After discussing the advantages of importing actions into your workflow, it’s time to address some of the security implications involved in doing this. When calling an action with the format: “orgname/reponame@version”, we’re implicitly trusting “orgname”.

Why is that? There’s an interesting analysis of the issues here. Essentially, if the “version” refers to a branch or tag, the code you’re actually executing can change without warning. Sure, you did a security audit a week ago, but are you still feeding your secrets to the same code?

There are two approaches to solving this: Using a fixed commit SHA or forking the repo. If you’re using a fixed commit hash, make sure to use the full commit hash, even where a shortened hash would work as the shortened hash could be used as a branch/tag name after deleting the original commit. Forking the repo is safe as you then control the code that you’re pulling into your workflow.

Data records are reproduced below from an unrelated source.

PR #416, opened 2021-05-04
chore: remove Spring Boot starters

### LINKED ISSUE #414: Extract Spring Boot starter and test starter into their own project
This move will follow the similar one that was made a while ago to separate the quarkus extension from the core project. The issue here is that this will allow us to focus on the core and let the starter evolve at a different pace. 
On a related note, we really need people to maintain the Spring Boot starter as it has a little fallen behind.

metacosm:
The starters have been moved to their own repositories in the
java-operator-sdk organization.
Fixes #414


adam-sandor (approved):
LGTM

attilameszaros-form3 (approved):

csviri (approved):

Selecting build jobs and logic 

When we know what we want this action to achieve, we’ll split that into jobs. Jobs are individually selectable as branch protection merge requirements and show up as individual items in the Merge Checks list.

The simplest approach is just to split the jobs into the goals we want to achieve:

  • Version/label Check
  • Build and test
  • Release

The next thing to consider is if we should run this in parallel or if we want a chain. The idea of chaining the builds is tempting. First we check the versioning, then we build and test and then we release. There are, however, several problems with this approach. The most obvious one: the environment we build in is not available across jobs, which means that if we want to have the publishing in a separate job, we’ll have to build anyway.

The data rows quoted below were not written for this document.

PR #419, opened 2021-05-06
feat: simplify wiring of event sources

metacosm:


operator-framework-core/src/main/java/io/javaoperatorsdk/operator/processing/event/internal/CustomResourceEventSource.java
```diff
@@ -107,14 +91,12 @@ public void close() {
...
   @Override
-  public void eventReceived(Watcher.Action action, CustomResource customResource) {
+  public void eventReceived(Watcher.Action action, T customResource) {
     log.debug(
         "Event received for action: {}, resource: {}",
         action.name(),
         customResource.getMetadata().getName());
 
-    resourceCache.cacheResource(
-        customResource); // always store the latest event. Outside the sync block is intentional.
```
csviri, line 117: I see you moved this to the DefaultEventHandler. That is not good. Since the custom resource does not gets to the cache if the generations are not changed, this can be a problem in case of a retry for example.

operator-framework-core/src/main/java/io/javaoperatorsdk/operator/processing/DefaultEventHandler.java
```diff
@@ -59,27 +74,14 @@ public DefaultEventHandler(
...
-  }
-
   @Override
   public void close() {
-    if (eventSourceManager != null) {
-      log.debug("Closing EventSourceManager {} -> {}", controllerName, eventSourceManager);
-      eventSourceManager.close();
+    try {
+      log.debug("Closing handler for {}", controllerName);
+      executor.awaitTermination(10, TimeUnit.SECONDS);
```
csviri, line 81: This should be configurable by the user (with a default). Since we want to gracefully shutdown, so wait ideally all threads are finished.  There can be a meaningful timeout, but that depends on the implementation of the controller.

operator-framework-core/src/main/java/io/javaoperatorsdk/operator/processing/event/internal/CustomResourceEventSource.java
```diff
@@ -135,28 +117,25 @@ public void eventReceived(Watcher.Action action, CustomResource customResource)
...
     }
-    if (!largerGenerationThenProcessedBefore(customResource)) {
-      return true;
-    }
-    return false;
+    return !hasGenerationAlreadyBeenProcessed(customResource);
   }
 
-  public boolean largerGenerationThenProcessedBefore(CustomResource resource) {
+  private boolean hasGenerationAlreadyBeenProcessed(T resource) {
```
csviri, line 138: Actually the I would keep the old one because:
1. that is what we actually doing (comparing if its larger)
2. In general this should be linear increasing number because of the strong consistency guarantees of etcd. Thus we can expect that that we receive these events in order. But checking for a large number makes it a nice defensive programming practice.

operator-framework/src/test/java/io/javaoperatorsdk/operator/sample/retry/RetryTestCustomResourceController.java
```diff
@@ -44,7 +37,7 @@ public DeleteControl deleteResource(
     if (numberOfExecutions.get() < NUMBER_FAILED_EXECUTIONS + 1) {
       throw new RuntimeException("Testing Retry");
     }
-    if (context.getRetryInfo().isEmpty() || context.getRetryInfo().get().isLastAttempt() == true) {
```
csviri, line 47: Hehe, nice catch!

operator-framework/src/test/java/io/javaoperatorsdk/operator/sample/subresource/SubResourceTestCustomResourceController.java
```diff
@@ -23,12 +22,6 @@
       LoggerFactory.getLogger(SubResourceTestCustomResourceController.class);
   private final AtomicInteger numberOfExecutions = new AtomicInteger(0);
 
-  @Override
-  public DeleteControl deleteResource(
```
csviri, line 27: The default method for delete was a good idea!

operator-framework-core/src/main/java/io/javaoperatorsdk/operator/processing/EventDispatcher.java
```diff
@@ -87,9 +81,7 @@ private PostExecutionControl handleDispatch(ExecutionScope<R> executionScope) {
     }
     Context<R> context =
         new DefaultContext<>(
-            eventSourceManager,
-            new EventList(executionScope.getEvents()),
-            executionScope.getRetryInfo());
+            new EventList(executionScope.getEvents()), executionScope.getRetryInfo());
```
csviri, line 84: What are these, formatting changes?

operator-framework/src/test/java/io/javaoperatorsdk/operator/sample/retry/RetryTestCustomResourceController.java
csviri, line 47: hehe, nice catch! :)

operator-framework-core/src/main/java/io/javaoperatorsdk/operator/processing/event/internal/CustomResourceEventSource.java
metacosm: The tests are passing, though…

operator-framework-core/src/main/java/io/javaoperatorsdk/operator/processing/DefaultEventHandler.java
metacosm: Agreed. I still have other changes I want to make but I want first to get that PR merged so that we can proceed step by step.

operator-framework-core/src/main/java/io/javaoperatorsdk/operator/processing/event/internal/CustomResourceEventSource.java
attilameszaros-form3: Probably we don't have a test for this case.

operator-framework-core/src/main/java/io/javaoperatorsdk/operator/processing/event/internal/CustomResourceEventSource.java
attilameszaros-form3: this is quite low level code so it's not bad it exposes the intention. And hasGenerationAlreadyBeenProcessed is clearly misleading, it can happen that the generation is not processed before, like when operator was down.

operator-framework-core/src/main/java/io/javaoperatorsdk/operator/processing/DefaultEventHandler.java
attilameszaros-form3: Could we move this change to that PR?

operator-framework-core/src/main/java/io/javaoperatorsdk/operator/processing/event/internal/CustomResourceEventSource.java
csviri: Probably we don't have a test for this case.

operator-framework-core/src/main/java/io/javaoperatorsdk/operator/processing/event/internal/CustomResourceEventSource.java
attilameszaros-form3: this is quite low level code so it's not bad it exposes the intention. And hasGenerationAlreadyBeenProcessed is clearly misleading, it can happen that the generation is not processed before, like when operator was down.

operator-framework-core/src/main/java/io/javaoperatorsdk/operator/processing/DefaultEventHandler.java
csviri: kk, that is fine by me, until we make sure we don't forget about it :)

operator-framework-core/src/main/java/io/javaoperatorsdk/operator/processing/event/internal/CustomResourceEventSource.java
metacosm: Yes but the intent of the method is still to figure out whether the generation of the provided `CustomResource` has been seen/processed already.  
It also doesn't matter if the method if low level or not. People still need to read the code and figure out what its intent is. An alternative would be to remove that method altogether and merge it in the calling code (since it's only called in one spot).

operator-framework-core/src/main/java/io/javaoperatorsdk/operator/processing/DefaultEventHandler.java
metacosm: https://github.com/java-operator-sdk/java-operator-sdk/issues/421

operator-framework-core/src/main/java/io/javaoperatorsdk/operator/processing/DefaultEventHandler.java
```diff
@@ -88,6 +90,12 @@ public void setEventSourceManager(DefaultEventSourceManager eventSourceManager)
 
   @Override
   public void handleEvent(Event event) {
+    // cache the latest version of the CR
```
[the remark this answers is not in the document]
metacosm: I honestly don't like this way of doing things. The behavior shouldn't depend on whether or not we have a cache or not. That's a bad design.

operator-framework-core/src/main/java/io/javaoperatorsdk/operator/processing/EventDispatcher.java
metacosm: And actually, it's not a formatting change. The `eventSourceManager` parameter got removed.

operator-framework-core/src/main/java/io/javaoperatorsdk/operator/processing/event/internal/CustomResourceEventSource.java
csviri: I don't like these long methods, but I think the naming pretty much should reflect what is happening in the implementation, if its higher level abstraction is better, but should not be confusing. If sombody reads this, and checks the implementation, could think if the generation is higher all the previouse generations where processed, what is cleary not the case.

note that this method already just called from a higher abstraction the "skipBecauseOfGeneration". So when I read it:
ok we are skipping when this generation is not larger then we already seen before. So its reads quite well as it is now.

csviri: But clearly the implementation has nothing to do with processing or not, its about just the generation increased.

operator-framework-core/src/main/java/io/javaoperatorsdk/operator/processing/EventDispatcher.java
attilameszaros-form3: ahh ok, then its good! thx

operator-framework-core/src/main/java/io/javaoperatorsdk/operator/processing/DefaultEventHandler.java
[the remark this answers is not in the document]
metacosm: Sure, but it doesn't change the fact that the behavior shouldn't depend on whether or not you optimize things by having a cache. A cache is an optimization, it's not a functional requirement and currently, it acts like one. This is the part that I don't like. The optimization should be removable and the code should still work when it is removed (slower, but still work). Right now, if you remove the "optimization" things don't work at all.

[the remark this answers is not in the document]
csviri: "Optimizations should be removable." - Why is this a requirement? We do optimizations not because we want to remove them.

It's already there, the whole process it's much more efficient this way. Making a K8S API request on every event, could be quite an issue. So does not makes sense to change this because, Especially when the event comes from an event source. 
So feel free that makes it nicer / more readable, if you think this is not that nice, this way. But without breaking the functionality.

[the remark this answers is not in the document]
csviri: Checking the operator sdk now, and this should work exactly the same. So the informer provides a cache about the objects.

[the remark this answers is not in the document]
metacosm: I'm not saying the optimization should be removed. I'm saying it should be removable without impacting the functionality, otherwise, it's not an optimization. Strictly speaking, there is no need for a cache, so the functionality should work even when there is no cache.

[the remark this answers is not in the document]
csviri: Imho the best would be if you would create a separate issue, why is an un optimized version is needed. So we can discuss the pros and cons and all the arguments behind it.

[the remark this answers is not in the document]
metacosm: An unoptimized version is not needed, strictly speaking. But the algorithm should work without optimization. The current logic doesn't work without it. It's a smell, it means the logic is not sound. In the shared informer, the cache is transparent, the calling code doesn't know there's a cache. The same should apply here. If there's a cache, great, but the code shouldn't break if the cache is not there.

Again, there is nothing that says that you can't retrieve the resources on each call. If we want to prevent that, we should have a logic that acts like it's retrieving the resource on each call but returns a cached version when available instead of having the cache drive the core of the logic. Otherwise the logic is based on fragile assumptions that things are cached in a certain way and that will lead to things breaking in subtle ways. The logic shouldn't even care about a cache being there or not.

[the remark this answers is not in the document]
csviri: I think I understand what you want to say:

> But the algorithm should work without optimization 

So I guess you are refereing to caching, so it should be more transparent (when asking for the lates custom resource). (This sentence can make sense in context of caches. Not in general - optimizes algorithms tends to be quite different from unoptimized ones).

So in this regard you are right, as I explained before, this was a simplest (quickest) approach that time to impement, and ment to be the first version, of this caching. 

I think the ideal would to contact the CustomResourceEventSource for the actual CustomResource - and not having the cache in this explicit way as it is now, it would be hidden behind the event source. 

In other words, as it is described here in caching section: https://csviri.medium.com/java-operator-sdk-introduction-to-event-sources-a1aab5af4b7b
The event source is responsible to make sure we have eventually  the fresh version of a resource. Currently this is true here, but in a not nice indirect way. So ideally where we are not reading the cache we would ask the eventsource for the latest resource, where the cr event source will decide if it takes it from local cache or calls the server. Eventually we can also replace the watches with informers there, so we delegate this caching to informer (but have to take a look deeper how fabric8 implements infomrers).

So in the cacing improvements issue I'm working on should reflect this. Would be better to discuss in detail in a call, if there are points which are not clear.

Just pls revert the changes in this PR (those ~4 lines), how the cache is propagted because it makes the implementation broken.

operator-framework-core/src/main/java/io/javaoperatorsdk/operator/processing/event/internal/CustomResourceEventSource.java
metacosm: To be clear, this example shows exactly what I mean: if you can't reason about the behavior of the code without having to take the caching into account then the behavior is fundamentally unsound, in my opinion. If the logic breaks because something wasn't cached, then the logic is wrong.

attilameszaros-form3: Look @metacosm , I think we discussed this already too much, we agree that this is not ideal, going to be improved/chaged. But it works. With this change it breaks. So we will improve this in a separate issue.

operator-framework-core/src/main/java/io/javaoperatorsdk/operator/processing/DefaultEventHandler.java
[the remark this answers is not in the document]
metacosm: OK, I will revert the change for now but we need to make the cache not part of the behavioral logic: the actions that need to be taken based on the state shouldn't depend on what is cached and what is not. Querying the event source for the Custom Resource seems reasonable to me, and, indeed, could return a cached version or not. I was thinking also about using informers as well and it would make sense to make sure that the client's implementation is working properly when it comes to caching.

operator-framework-core/src/main/java/io/javaoperatorsdk/operator/api/Context.java
```diff
@@ -2,13 +2,10 @@
 
 import io.fabric8.kubernetes.client.CustomResource;
 import io.javaoperatorsdk.operator.processing.event.EventList;
-import io.javaoperatorsdk.operator.processing.event.EventSourceManager;
 import java.util.Optional;
 
 public interface Context<T extends CustomResource> {
 
-  EventSourceManager getEventSourceManager();
```
csviri, line 10: Why is this removed from the context?

csviri: I think too that is not necessary there, just want to discuss the arguments.
So originally this looked a little bit different before the init method, the idea was that even dynamically would be possible to add event sources, or make some calls to event sources based on which resources is processed in which state. But users can set these instances directly to the class, so access those anyways possible. I basically agree with this.

operator-framework-core/src/main/java/io/javaoperatorsdk/operator/processing/event/internal/CustomResourceEventSource.java
csviri: So what is the conclusion here?
Still think this new name is misleading.

operator-framework-core/src/main/java/io/javaoperatorsdk/operator/api/Context.java
metacosm: I'm trying to clean up / simplify things: this wasn't used and it introduced an unnecessary dependency. We can always re-add it later if it fills a need.

operator-framework-core/src/main/java/io/javaoperatorsdk/operator/processing/event/internal/CustomResourceEventSource.java
metacosm: Inlined the method :)

csviri (approved):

There’s also a more subtle issue. If we chain the jobs, then the first failing job will end the build, we’ll make it more difficult to understand the state of the build. For example, if we put the version label checking step first, then a failure here with chained jobs will not tell us anything about the quality of the code, test status, build status, and so on. We’d need to correct the version labels and re-run the build.

Having the builds in parallel avoids these problems. The builds start simultaneously, the failure of one job doesn’t stop the others from running and the status of individual jobs will be visible in the PR. We’ll run the build and test job when the PR status is not closed and we’ll run the release job when the PR is both closed and merged (more discussion about the triggering in a little bit.

What about splitting it into multiple workflows?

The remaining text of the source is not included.